I've been think for an hour about this and came to some basic conclusions, but I am unable to go any further;

There are two mirrors, each 1m in dimension, standing 1m apart. Between them is released a beam of light. What is the maximum angle one of the mirrors can deviate from being parallel to the other one, such that the beam will not escape the space between the mirrors for 0.001s.

So I have calculated how the angles at which the beam will be reflected are related to the angle of deviation, and some initial lengths, but I don't know what to do with this one later. Help please?

The light will bounce back and forth a number of times. What you need to do is use the speed of light and the distance between the mirrors to figure out how many bounces you'll get. Then apply trig to get the maximum angle.

>>2
Ummm, what?

The question is a little ambiguous, so I'm going to assume that this picture is basically what you meant:

http://img33.imageshack.us/my.php?image=15694489.jpg

(Hooray MS Paint!) The blue lines are the mirrors, and d is the deviation angle.  The yellow line is the light, which starts at the midpoint of the line joining the centers of the mirrors.  r is the distance from the midpoints of the mirrors to the intersection of the lines through the mirrors.  You can get an expression for r in terms of d alone by using trig.

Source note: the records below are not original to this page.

PR #8487, opened 2021-12-10
chore: exclude dependency to log4j2

cadonna:
### Description 

ksql has a dependency to log4j2 although it uses log4j1 for
logging. The dependency to log4j2 comes transitively from
confluent-log4j.

This PR excludes the log4j2 dependency from confluent-log4j.

### Reviewer checklist

### DIFF
--- a/ksqldb-parser/src/main/java/io/confluent/ksql/util/ParserUtil.java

Now at each step, instead of bending the line, leave the line straight and reflect the mirrors with respect to each other, like in the pic:

http://img200.imageshack.us/my.php?image=38102863.jpg

Now the centers of all the reflected mirrors are in a circle, so we just need to find where the yellow line first crosses a line outside the blue area.  With simple trig you can figure out the slope of the yellow line as

m=tan(90+d/2)

and since it goes through the point (r,0), it has equation

y=m(x-r)

The outside lines of the mirrors are in a circle which has equation

x^2+y^2 = (r+1/2)^2

If you solve these two equations together (which will probably be messy as hell), you'll find a point (x,y) defined in terms of d alone that gives the point at which the light breaks out of the circle defined by the outsides of the mirrors.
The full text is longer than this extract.